(Beginning of DATA TO PROCESS)

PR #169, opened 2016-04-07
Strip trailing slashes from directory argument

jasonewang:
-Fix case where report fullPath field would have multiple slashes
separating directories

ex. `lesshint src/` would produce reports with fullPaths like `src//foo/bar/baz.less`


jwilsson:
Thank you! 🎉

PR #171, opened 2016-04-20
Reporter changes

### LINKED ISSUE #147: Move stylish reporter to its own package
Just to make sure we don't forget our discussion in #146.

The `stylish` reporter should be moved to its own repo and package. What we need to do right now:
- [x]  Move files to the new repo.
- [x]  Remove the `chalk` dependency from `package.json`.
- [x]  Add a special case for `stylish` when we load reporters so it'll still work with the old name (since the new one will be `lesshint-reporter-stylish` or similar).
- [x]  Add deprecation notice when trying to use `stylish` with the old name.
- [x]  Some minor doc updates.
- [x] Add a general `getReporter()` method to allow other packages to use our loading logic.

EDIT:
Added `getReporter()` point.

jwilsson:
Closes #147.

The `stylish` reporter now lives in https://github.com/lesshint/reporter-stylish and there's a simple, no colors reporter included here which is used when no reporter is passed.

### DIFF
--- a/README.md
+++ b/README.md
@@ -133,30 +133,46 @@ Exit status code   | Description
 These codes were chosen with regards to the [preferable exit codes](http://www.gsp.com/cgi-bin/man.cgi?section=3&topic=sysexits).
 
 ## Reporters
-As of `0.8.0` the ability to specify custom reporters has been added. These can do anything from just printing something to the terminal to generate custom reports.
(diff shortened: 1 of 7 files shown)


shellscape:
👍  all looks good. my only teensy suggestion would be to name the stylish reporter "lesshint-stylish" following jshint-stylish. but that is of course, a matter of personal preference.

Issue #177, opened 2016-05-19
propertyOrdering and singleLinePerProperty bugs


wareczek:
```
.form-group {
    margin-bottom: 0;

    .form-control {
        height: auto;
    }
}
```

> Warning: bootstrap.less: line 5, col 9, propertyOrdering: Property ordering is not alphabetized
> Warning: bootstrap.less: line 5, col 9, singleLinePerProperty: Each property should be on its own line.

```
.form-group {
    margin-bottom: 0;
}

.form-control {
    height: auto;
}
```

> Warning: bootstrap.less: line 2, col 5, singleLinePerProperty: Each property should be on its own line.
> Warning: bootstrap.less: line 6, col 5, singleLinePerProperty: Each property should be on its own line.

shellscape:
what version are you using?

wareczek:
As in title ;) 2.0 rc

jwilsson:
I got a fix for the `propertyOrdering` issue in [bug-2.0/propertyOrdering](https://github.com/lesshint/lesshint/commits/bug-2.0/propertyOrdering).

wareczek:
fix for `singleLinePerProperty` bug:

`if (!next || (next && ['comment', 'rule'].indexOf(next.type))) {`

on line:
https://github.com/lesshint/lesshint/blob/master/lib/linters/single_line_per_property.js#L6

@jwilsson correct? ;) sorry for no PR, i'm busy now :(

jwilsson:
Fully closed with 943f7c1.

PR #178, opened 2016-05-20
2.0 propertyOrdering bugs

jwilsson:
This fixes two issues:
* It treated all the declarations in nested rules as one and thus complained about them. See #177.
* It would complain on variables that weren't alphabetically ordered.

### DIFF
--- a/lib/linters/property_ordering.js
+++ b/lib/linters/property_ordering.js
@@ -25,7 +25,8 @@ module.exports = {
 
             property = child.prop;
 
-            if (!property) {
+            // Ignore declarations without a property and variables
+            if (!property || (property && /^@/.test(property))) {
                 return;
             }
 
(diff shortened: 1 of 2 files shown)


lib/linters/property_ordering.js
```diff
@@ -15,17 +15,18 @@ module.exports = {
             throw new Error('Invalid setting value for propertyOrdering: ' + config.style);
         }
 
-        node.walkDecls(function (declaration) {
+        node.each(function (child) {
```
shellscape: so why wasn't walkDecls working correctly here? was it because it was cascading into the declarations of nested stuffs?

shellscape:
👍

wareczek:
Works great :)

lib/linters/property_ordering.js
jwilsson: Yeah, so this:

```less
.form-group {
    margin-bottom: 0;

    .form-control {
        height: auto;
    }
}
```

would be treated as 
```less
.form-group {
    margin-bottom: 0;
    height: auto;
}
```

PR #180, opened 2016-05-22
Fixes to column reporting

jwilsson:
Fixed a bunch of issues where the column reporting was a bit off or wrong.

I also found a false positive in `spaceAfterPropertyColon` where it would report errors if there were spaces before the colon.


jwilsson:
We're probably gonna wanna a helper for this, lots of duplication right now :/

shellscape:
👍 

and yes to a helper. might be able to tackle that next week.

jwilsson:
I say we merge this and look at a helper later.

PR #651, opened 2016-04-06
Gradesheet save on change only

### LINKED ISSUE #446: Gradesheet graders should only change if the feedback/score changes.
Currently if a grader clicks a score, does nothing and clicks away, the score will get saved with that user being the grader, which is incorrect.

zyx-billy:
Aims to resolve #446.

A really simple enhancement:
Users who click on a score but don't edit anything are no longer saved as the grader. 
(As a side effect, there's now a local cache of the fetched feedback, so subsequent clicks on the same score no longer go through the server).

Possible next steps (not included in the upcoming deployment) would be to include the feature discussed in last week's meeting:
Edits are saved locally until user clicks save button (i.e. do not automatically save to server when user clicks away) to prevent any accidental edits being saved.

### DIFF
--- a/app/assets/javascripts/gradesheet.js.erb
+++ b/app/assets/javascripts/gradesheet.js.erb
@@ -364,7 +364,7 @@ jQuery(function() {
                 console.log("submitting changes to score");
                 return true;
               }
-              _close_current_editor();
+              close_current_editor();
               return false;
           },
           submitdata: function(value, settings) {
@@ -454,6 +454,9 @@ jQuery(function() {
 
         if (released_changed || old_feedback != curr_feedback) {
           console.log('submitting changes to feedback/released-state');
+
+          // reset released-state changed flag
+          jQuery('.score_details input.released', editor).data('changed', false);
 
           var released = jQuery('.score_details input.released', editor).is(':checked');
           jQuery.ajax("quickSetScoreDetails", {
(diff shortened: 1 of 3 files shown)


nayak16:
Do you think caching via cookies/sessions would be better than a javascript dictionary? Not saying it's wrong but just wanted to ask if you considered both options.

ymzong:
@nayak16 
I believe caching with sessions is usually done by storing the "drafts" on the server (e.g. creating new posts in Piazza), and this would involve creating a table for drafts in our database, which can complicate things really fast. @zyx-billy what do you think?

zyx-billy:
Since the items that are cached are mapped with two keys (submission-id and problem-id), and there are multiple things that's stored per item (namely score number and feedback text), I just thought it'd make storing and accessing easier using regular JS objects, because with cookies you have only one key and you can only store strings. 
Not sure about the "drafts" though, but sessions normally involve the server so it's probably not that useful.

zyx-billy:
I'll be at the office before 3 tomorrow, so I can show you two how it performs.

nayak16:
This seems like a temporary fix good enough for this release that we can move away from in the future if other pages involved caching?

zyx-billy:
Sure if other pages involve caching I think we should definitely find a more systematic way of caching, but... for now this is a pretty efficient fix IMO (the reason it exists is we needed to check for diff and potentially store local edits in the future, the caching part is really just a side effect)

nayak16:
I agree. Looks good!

(End of DATA TO PROCESS)

YOUR GOAL: After identifying the lines above that contain "state", copy each one.

TASK OUTPUT:
           console.log('submitting changes to feedback/released-state');
+          // reset released-state changed flag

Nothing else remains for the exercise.